- EXERCISE OBJECTIVE
Line by line, output the data that follows exactly as written.

Collected data entries:
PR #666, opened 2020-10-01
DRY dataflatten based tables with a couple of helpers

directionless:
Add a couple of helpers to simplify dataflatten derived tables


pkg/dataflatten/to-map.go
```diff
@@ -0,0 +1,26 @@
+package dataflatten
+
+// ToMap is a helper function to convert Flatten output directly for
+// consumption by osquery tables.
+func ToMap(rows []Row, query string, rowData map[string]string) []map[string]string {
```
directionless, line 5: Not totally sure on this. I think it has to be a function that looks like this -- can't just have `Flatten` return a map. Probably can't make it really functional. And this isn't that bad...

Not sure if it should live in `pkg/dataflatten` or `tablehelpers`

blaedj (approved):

- SOLVED EXERCISE
PR #666, opened 2020-10-01
DRY dataflatten based tables with a couple of helpers

directionless:
Add a couple of helpers to simplify dataflatten derived tables


pkg/dataflatten/to-map.go
```diff
@@ -0,0 +1,26 @@
+package dataflatten
+
+// ToMap is a helper function to convert Flatten output directly for
+// consumption by osquery tables.
+func ToMap(rows []Row, query string, rowData map[string]string) []map[string]string {
```
directionless, line 5: Not totally sure on this. I think it has to be a function that looks like this -- can't just have `Flatten` return a map. Probably can't make it really functional. And this isn't that bad...

Not sure if it should live in `pkg/dataflatten` or `tablehelpers`

blaedj (approved):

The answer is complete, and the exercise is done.